* [Exercise prompt]:
Number of lines with "logtimemicros" in the data: give that figure by itself.

* [Data]:
PR #563, opened 2023-06-06
[ZEND-557] Split_network join_network setup_network method refactoring

titusen:
Common Split_network method implentation move to "BitcoinTestFramework" class

### DIFF
--- a/qa/rpc-tests/blockdelay.py
+++ b/qa/rpc-tests/blockdelay.py
@@ -23,35 +23,6 @@ class blockdelay(BitcoinTestFramework):
         print("Initializing test directory "+self.options.tmpdir)
         initialize_chain_clean(self.options.tmpdir, 5)
 
-    def setup_network(self, split=False):
-        self.nodes = []
-
-        # -exportdir option means we must provide a valid path to the destination folder for wallet backups
-        ed0 = "-exportdir=" + self.options.tmpdir + "/node0"
-        ed1 = "-exportdir=" + self.options.tmpdir + "/node1"
-        ed2 = "-exportdir=" + self.options.tmpdir + "/node2"
-        ed3 = "-exportdir=" + self.options.tmpdir + "/node3"
-        self.nodes = start_nodes(4, self.options.tmpdir)
-
-
-        if not split:
-            connect_nodes_bi(self.nodes, 1, 2)
-            sync_blocks(self.nodes[1:3])
-            sync_mempools(self.nodes[1:3])
-
-        connect_nodes_bi(self.nodes, 0, 1)
-        connect_nodes_bi(self.nodes, 2, 3)
-        self.is_network_split = split
-        self.sync_all()
-
-    def split_network(self):
-        # Split the network of four nodes into nodes 0/1 and 2/3.
-        assert not self.is_network_split
-        disconnect_nodes(self.nodes[1], 2)
-        disconnect_nodes(self.nodes[2], 1)
-        self.is_network_split = True
-
-
     def join_network(self):
         #Join the (previously split) network halves together.
         assert self.is_network_split
@@ -155,7 +126,7 @@ class blockdelay(BitcoinTestFramework):
 # Node(3): [0]->..->[104]
 
         print("\n\nSplit network")
-        self.split_network()
+        self.split_network(1)
         print("The network is split")
 
         print("\nNode0 sends 3.0 coins to Node1\n")
--- a/qa/rpc-tests/blockdelay_2.py
+++ b/qa/rpc-tests/blockdelay_2.py
@@ -23,45 +23,19 @@ class blockdelay_2(BitcoinTestFramework):
         print("Initializing test directory "+self.options.tmpdir)
         initialize_chain_clean(self.options.tmpdir, 3)
 
-    def setup_network(self, split=False):
-        self.nodes = []
-
+    def setup_nodes(self, split=False):
         self.nodes = start_nodes(3, self.options.tmpdir)
-
-        connect_nodes_bi(self.nodes, 0, 1)
-        connect_nodes_bi(self.nodes, 1, 2)
-        #connect_nodes_bi(self.nodes, 0, 2)
-        self.is_network_split = split
-        self.sync_all()
-
-    def split_network(self):
-        # Split the network of three nodes into nodes 0 and 1/2.
-#        assert not self.is_network_split
-        disconnect_nodes(self.nodes[1], 0)
-        disconnect_nodes(self.nodes[0], 1)
-        #disconnect_nodes(self.nodes[0], 2)
-        #disconnect_nodes(self.nodes[2], 0)
-        self.is_network_split = True
         
-    def split_network_2(self):
-        # Split the network of three nodes into nodes 0, 1 and 2.
-        disconnect_nodes(self.nodes[1], 2)
-        disconnect_nodes(self.nodes[2], 1)
-
-
-    def join_network(self):
+    def join_network(self, id = 0):
         #Join the (previously split) network halves together.
-        assert self.is_network_split
-        connect_nodes_bi(self.nodes, 0, 1)
-        connect_nodes_bi(self.nodes, 1, 0)
-        
-        sync_blocks(self.nodes[1:2])
-        sync_mempools(self.nodes[1:2])
-        
-    def join_network_2(self):
-        connect_nodes_bi(self.nodes, 1, 2)
-        sync_blocks(self.nodes[2:3])
-        sync_mempools(self.nodes[2:3])
+        connect_nodes_bi(self.nodes, id, id + 1)
+        sync_blocks(self.nodes[id + 1: id + 2])
+        sync_mempools(self.nodes[id + 1:id + 2])
+
+    def split_network(self, id = 1):
+        # Split the network of between adjanced nodes in linear topology ep. nodes 0-1 and 2-3.
+        disconnect_nodes(self.nodes[id], id + 1)
+        disconnect_nodes(self.nodes[id + 1], id)
 
     def dump_ordered_tips(self, tip_list):
         sorted_x = sorted(tip_list, key=lambda k: k['status'])
@@ -174,7 +148,7 @@ class blockdelay_2(BitcoinTestFramework):
         
         print("\nFirst split. Best block hash is %s: "+first_main_blockhash)
         print("\n\nSplit network")
-        self.split_network()
+        self.split_network(0)
         print("The network is splitted")
         print("\n0 ... 1 <--> 2")
         self.get_network_info()
@@ -280,7 +254,7 @@ class blockdelay_2(BitcoinTestFramework):
         print("\nSecond split. Best block hash is %s: "+second_main_blockhash)
         
         print("\n\nSplit network again")
-        self.split_network_2()
+        self.split_network(1)
         print("The network is split again")
         print("\n0 ... 1 ... 2")
         self.get_network_info()
@@ -351,7 +325,7 @@ class blockdelay_2(BitcoinTestFramework):
 #                                                 +-->[32]...->[37]
 
         print("\nJoining network...")
-        self.join_network()
+        self.join_network(0)
         time.sleep(5)
         print("\nNetwork joined")
         self.get_network_info()
@@ -454,7 +428,7 @@ class blockdelay_2(BitcoinTestFramework):
             print("Best block hash for node "+str(i)+": "+self.nodes[i].getbestblockhash())
             
         print("\nJoining network again...")
-        self.join_network_2()
+        self.join_network(1)
         time.sleep(5)
         print("\nNetwork joined")
         self.get_network_info()
@@ -537,7 +511,7 @@ class blockdelay_2(BitcoinTestFramework):
         print("\nThird split. Best block hash is %s: "+self.nodes[1].getbestblockhash())
         
         print("\n\nSplit network again")
-        self.split_network_2()
+        self.split_network(1)
         print("The network is split again")
         print("\n0 <--> 1 ... 2")
         self.get_network_info()
@@ -594,7 +568,7 @@ class blockdelay_2(BitcoinTestFramework):
         assert self.nodes[0].getbestblockhash() != self.nodes[2].getbestblockhash()
         
         print("\nJoining network...")
-        self.join_network_2()
+        self.join_network(1)
         time.sleep(5)
         print("\nNetwork joined")
         self.get_network_info()
--- a/qa/rpc-tests/getchaintips.py
+++ b/qa/rpc-tests/getchaintips.py
@@ -6,11 +6,48 @@
 # Exercise the getchaintips API.  We introduce a network split, work
 # on chains of different lengths, and join the network together again.
 # This gives us two tips, verify that it works.
-
+import time
 from test_framework.test_framework import BitcoinTestFramework
-from test_framework.util import assert_equal
+from test_framework.util import assert_equal, stop_nodes, wait_bitcoinds, \
+    sync_blocks, sync_mempools, wait_bitcoinds, \
+    connect_nodes_bi
 
 class GetChainTipsTest (BitcoinTestFramework):
+
+    def setup_network(self, split = False):
+        self.setup_nodes()
+
+        # Connect the nodes as a "chain".  This allows us
+        # to split the network between nodes 1 and 2 to get
+        # two halves that can work on competing chains.
+        # If we joined network halves, connect the nodes from the joint
+        # on outward.  This ensures that chains are properly reorganised.
+        if not split:
+            connect_nodes_bi(self.nodes, 1, 2)
+            sync_blocks(self.nodes[1:3])
+            sync_mempools(self.nodes[1:3])
+        connect_nodes_bi(self.nodes, 0, 1)
+        connect_nodes_bi(self.nodes, 2, 3)
+        self.is_network_split = split
+        self.sync_all()
+       
+    def split_network(self):
+        """
+        Split the network of four nodes into nodes 0/1 and 2/3.
+        """
+        assert not self.is_network_split
+        stop_nodes(self.nodes)
+        wait_bitcoinds()
+        self.setup_network(True)
+
+    def join_network(self):
+        """
+        Join the (previously split) network halves together.
+        """
+        assert self.is_network_split
+        stop_nodes(self.nodes)
+        wait_bitcoinds()
+        self.setup_network(False)
 
     def run_test (self):
         BitcoinTestFramework.run_test (self)
@@ -25,6 +62,7 @@ class GetChainTipsTest (BitcoinTestFramework):
         self.split_network ()
         self.nodes[0].generate(10)
         self.nodes[2].generate(20)
+
         self.sync_all ()
 
         tips = self.nodes[1].getchaintips ()
@@ -43,7 +81,8 @@ class GetChainTipsTest (BitcoinTestFramework):
 
         # Join the network halves and check that we now have two tips
         # (at least at the nodes that previously had the short chain).
-        self.join_network ()
+        self.join_network()
+        time.sleep(2)
 
         tips = self.nodes[0].getchaintips ()
         assert_equal (len (tips), 2)
--- a/qa/rpc-tests/headers_01.py
+++ b/qa/rpc-tests/headers_01.py
@@ -23,38 +23,12 @@ class headers(BitcoinTestFramework):
         print("Initializing test directory "+self.options.tmpdir)
         initialize_chain_clean(self.options.tmpdir, 2)
 
-    def setup_network(self, split=False):
-        self.nodes = []
-
+    def setup_nodes(self):
         self.nodes = start_nodes(2, self.options.tmpdir,
             extra_args = [
                 ["-debug=1", "-logtimemicros=1"],
                 ["-debug=1", "-logtimemicros=1"]
             ])
-
-        if not split:
-            connect_nodes_bi(self.nodes, 0, 1)
-            sync_blocks(self.nodes[0:2])
-            sync_mempools(self.nodes[0:2])
-
-        self.is_network_split = split
-        self.sync_all()
-
-    def split_network(self):
-        # Split the network of two nodes into nodes 0 and 1.
-        assert not self.is_network_split
-        disconnect_nodes(self.nodes[0], 1)
-        disconnect_nodes(self.nodes[1], 0)
-        self.is_network_split = True
-
-
-    def join_network(self):
-        #Join the (previously split) network halves together.
-        assert self.is_network_split
-        connect_nodes_bi(self.nodes, 0, 1)
-        connect_nodes_bi(self.nodes, 1, 0)
-        self.sync_all()
-        self.is_network_split = False
 
     def dump_ordered_tips(self, tip_list):
         sorted_x = sorted(tip_list, key=lambda k: k['status'])
@@ -65,7 +39,6 @@ class headers(BitcoinTestFramework):
             else:
                 print(" ",y)
             c = 1
-
 
     def run_test(self):
         blocks = []
--- a/qa/rpc-tests/headers_04.py
+++ b/qa/rpc-tests/headers_04.py
@@ -23,35 +23,8 @@ class headers(BitcoinTestFramework):
         print("Initializing test directory "+self.options.tmpdir)
         initialize_chain_clean(self.options.tmpdir, 3)
 
-    def setup_network(self, split=False):
-        self.nodes = []
-
+    def setup_nodes(self):
         self.nodes = start_nodes(3, self.options.tmpdir)
-
-        if not split:
-            # 1 and 2 are joint only if split==false
-            connect_nodes_bi(self.nodes, 1, 2)
-            sync_blocks(self.nodes[1:3])
-            sync_mempools(self.nodes[1:3])
-
-        connect_nodes_bi(self.nodes, 0, 1)
-        self.is_network_split = split
-
-    def split_network(self):
-        # Split the network of three nodes into nodes 0-1 and 2.
-        assert not self.is_network_split
-        disconnect_nodes(self.nodes[1], 2)
-        disconnect_nodes(self.nodes[2], 1)
-        self.is_network_split = True
-
-    def join_network(self):
-        #Join the (previously split) network pieces together: 0-1-2
-        assert self.is_network_split
-        connect_nodes_bi(self.nodes, 1, 2)
-        connect_nodes_bi(self.nodes, 2, 1)
-        self.sync_all()
-        self.is_network_split = False
-
 
     def mark_logs(self, msg):
         self.nodes[0].dbg_log(msg)
@@ -90,7 +63,7 @@ class headers(BitcoinTestFramework):
 # Node(2): [0]->[1]
 
         print("\n\nSplit network")
-        self.split_network()
+        self.split_network(1)
         print("The network is split")
         self.mark_logs("The network is split")
 
@@ -131,7 +104,7 @@ class headers(BitcoinTestFramework):
         print("\n\nJoin network")
 #        raw_input("press enter to join the netorks..")
         self.mark_logs("Joining network")
-        self.join_network()
+        self.join_network_sync()
 
         time.sleep(2)
         print("\nNetwork joined\n") 
--- a/qa/rpc-tests/sbh_rpc_cmds.py
+++ b/qa/rpc-tests/sbh_rpc_cmds.py
@@ -48,22 +48,6 @@ class sbh_rpc_cmds(BitcoinTestFramework):
         self.is_network_split = split
         self.sync_all()
 
-    def split_network(self):
-        # Split the network of three nodes into nodes 0-1 and 2.
-        assert not self.is_network_split
-        disconnect_nodes(self.nodes[1], 2)
-        disconnect_nodes(self.nodes[2], 1)
-        self.is_network_split = True
-
-    def join_network(self):
-        # Join the (previously split) network pieces together: 0-1-2
-        assert self.is_network_split
-        connect_nodes_bi(self.nodes, 1, 2)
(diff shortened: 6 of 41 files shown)


qa/rpc-tests/test_framework/test_framework.py
```diff
@@ -50,35 +52,29 @@ def setup_chain(self):
...
-        if not split:
-            connect_nodes_bi(self.nodes, 1, 2)
-            sync_blocks(self.nodes[1:3])
-            sync_mempools(self.nodes[1:3])
-
-        connect_nodes_bi(self.nodes, 0, 1)
-        connect_nodes_bi(self.nodes, 2, 3)
+        sync_blocks(self.nodes[1:self.numb_of_nodes])
+        sync_mempools(self.nodes[1:self.numb_of_nodes])
         self.is_network_split = split
```
ptagl: I like the idea of this PR and the approach of reducing the complexity of Python tests by making the connection functions of the framework more generic.

If I understand correctly, `setup_network()` still takes `split` as input parameter but the function always acts as it is always set to `False`. This may be a problem for some tests (like `qa/rpc-tests/sc_cert_addressindex.py` maybe) in which the network is split, then nodes are stopped and restarted and we expect to keep the previous state (split).

So, the question here is: can we find a way to keep using `self.is_network_split` to dynamically set up the network? In case, we would probably need to extend the current function with:
- a new input parameter for `setup_network()` to specify the node at the edge of the network (that is not connected to the next one)
- a class property to keep track of this node so that we can set up the network in the same way again in case of restart

Another possibility could be to completely get rid of `split` as input parameter, but these are just few ideas, let's wait for feedback also from the other reviewers and discuss what could be done next.

qa/rpc-tests/test_framework/test_framework.py
```diff
@@ -90,14 +86,21 @@ def sync_all(self):
...
+    def join_network(self, id = 1):
+        # Join the (previously split) network pieces together: 0-1
+        # assert self.is_network_split
+        connect_nodes_bi(self.nodes, id, id + 1)
+        connect_nodes_bi(self.nodes, id + 1, id)
+        # sync_blocks(self.nodes, 1, False, 5)
+        # sync_mempools(self.nodes[id:id + 1])
+        self.is_network_split = False
+
+    def join_network_sync(self, id = 1):
```
drgora, line 91: Just a minor thing here, but could we reuse `join_network` here, instead of reimplementing it?

qa/rpc-tests/test_framework/test_framework.py
```diff
@@ -90,14 +86,21 @@ def sync_all(self):
...
-        """
-        Join the (previously split) network halves together.
-        """
-        assert self.is_network_split
-        stop_nodes(self.nodes)
-        wait_bitcoinds()
-        self.setup_network(False)
+    def join_network(self, id = 1):
+        # Join the (previously split) network pieces together: 0-1
+        # assert self.is_network_split
```
drgora: Do we really need to comment this line out?
It looks safer to me with the `assert`, which might warn the user he is doing something unneeded

qa/rpc-tests/sc_cert_addressindex.py
```diff
@@ -33,35 +33,27 @@ def setup_chain(self):
...
         self.is_network_split = False
+    
+    def join_network(self):
+        """
+        Join the (previously split) network halves together.
+        """
+        assert self.is_network_split
+        stop_nodes(self.nodes)
+        wait_bitcoinds()
+        self.setup_network()
```
a-petrini: this function appears twice in this class, which one should we keep?

qa/rpc-tests/sc_quality_nodes.py
```diff
@@ -37,21 +37,6 @@ def setup_network(self, split=False):
         sync_blocks(self.nodes[1:NUMB_OF_NODES])
         sync_mempools(self.nodes[1:NUMB_OF_NODES])
         self.is_network_split = split
```
a-petrini: I haven't re-run this test, but I think that removing the `sync_all()` at the end of the `setup_network()` is not safe

qa/rpc-tests/sc_cert_memcleanup_split.py
```diff
@@ -250,7 +235,8 @@ def run_test(self):
 
         #============================================================================================
         mark_logs("\nJoining network", self.nodes, DEBUG_MODE)
-        self.join_network()
+        self.join_network(2)
+        time.sleep(2)
```
a-petrini, line 239: That's more a memo for me, actually, but I would like to investigate what is the purpose of this sleep and, eventually, if there could be a more reliable time-independent method for doing whatever it does, as it's present in other tests

titusen: There was a sleep in the join_network method of that class and without it the test tend to fail.

qa/rpc-tests/sc_quality_nodes.py
titusen: I removed this function, cause it can be inherited.

qa/rpc-tests/sc_cert_addressindex.py
titusen: Removed

qa/rpc-tests/sc_quality_nodes.py
a-petrini: Sorry, maybe my comment was a bit confusing, as I was referring to the last instruction of the `setup_network()` defined here: there was a `self.sync_all()` that has been removed, I don't know if it is intentional

titusen: The setup_network is derived from the base class. Now, it's only setup_node overidden.

a-petrini: Oh, I see! I was confused by the renamed function, thanks!

qa/rpc-tests/test_framework/test_framework.py
```diff
@@ -50,35 +51,27 @@ def setup_chain(self):
...
-        self.sync_all()
+        self.is_network_split = False
+        self.sync_all()       
 
-    def split_network(self):
-        """
-        Split the network of four nodes into nodes 0/1 and 2/3.
-        """
+    def split_network(self, id = 1):
+        # Split the network of between adjanced nodes in linear topology ep. nodes 0-1 and 2-3.
```
JackPiri, line 69: Possibly an assertion on `id` value can be added (e.g. for handling cases of out-of-range).
Similar comment applies to `join_network` and `join_network_sync`.

qa/rpc-tests/blockdelay.py
```diff
@@ -23,35 +23,9 @@ def setup_chain(self, split=False):
...
 
-    def setup_network(self, split=False):
-        self.nodes = []
-
-        # -exportdir option means we must provide a valid path to the destination folder for wallet backups
-        ed0 = "-exportdir=" + self.options.tmpdir + "/node0"
-        ed1 = "-exportdir=" + self.options.tmpdir + "/node1"
-        ed2 = "-exportdir=" + self.options.tmpdir + "/node2"
-        ed3 = "-exportdir=" + self.options.tmpdir + "/node3"
+    def setup_nodes(self):
```
JackPiri: It seems to me there is no need to override `setup_nodes` with this specific function (having the exact same implementation).

qa/rpc-tests/blockdelay_2.py
```diff
@@ -23,40 +23,15 @@ def setup_chain(self, split=False):
...
-        self.is_network_split = True
         
-    def split_network_2(self):
-        # Split the network of three nodes into nodes 0, 1 and 2.
-        disconnect_nodes(self.nodes[1], 2)
-        disconnect_nodes(self.nodes[2], 1)
-
-
-    def join_network(self):
+    def join_network(self, id = 0):
```
JackPiri, line 29: I propose to remove both `join_network` and `join_network_2` from this test; the base class implementation can be used setting properly the `id` parameter (please note `sync_blocks` and `sync_mempools` are currently useless, being called on single-element-set, like `self.nodes[X:X+1]`).
Please replace accordingly calls to `join_network_2` with `join_network` with parameter `id=1` (lines 432, 572).

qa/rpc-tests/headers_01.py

* [Response]:
2